:: Task to carry out ::
Exactness is required. Restate every entry as written.

:: Material for the task ::
PR #3093, opened 2026-07-08
fix: code scanning alert no. 7 and 8 - insecure randomness

jbair06:
Potential fix for [https://github.com/hashgraph/hedera-transaction-tool/security/code-scanning/7](https://github.com/hashgraph/hedera-transaction-tool/security/code-scanning/7)

Use Node.js cryptographic randomness for password generation. In this file, the best fix is to replace letter generation logic that currently uses `Math.random()` with `crypto.randomInt(26)` (or equivalent secure byte logic). This keeps the same output format (`xxxxx-xxxxx`, lowercase letters) and avoids functionality changes while removing predictability.

Concretely in `back-end/apps/api/src/auth/auth.service.ts`:
- Add an import for Node crypto (`randomInt`) near existing imports.
- Update `generatePassword()` so each character index is produced with `randomInt(26)` instead of `Math.floor(Math.random() * 26)`.

No other methods or signatures need to change.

:: Result below ::
PR #3093, opened 2026-07-08
fix: code scanning alert no. 7 and 8 - insecure randomness

jbair06:
Potential fix for [https://github.com/hashgraph/hedera-transaction-tool/security/code-scanning/7](https://github.com/hashgraph/hedera-transaction-tool/security/code-scanning/7)

Use Node.js cryptographic randomness for password generation. In this file, the best fix is to replace letter generation logic that currently uses `Math.random()` with `crypto.randomInt(26)` (or equivalent secure byte logic). This keeps the same output format (`xxxxx-xxxxx`, lowercase letters) and avoids functionality changes while removing predictability.

Concretely in `back-end/apps/api/src/auth/auth.service.ts`:
- Add an import for Node crypto (`randomInt`) near existing imports.
- Update `generatePassword()` so each character index is produced with `randomInt(26)` instead of `Math.floor(Math.random() * 26)`.

No other methods or signatures need to change.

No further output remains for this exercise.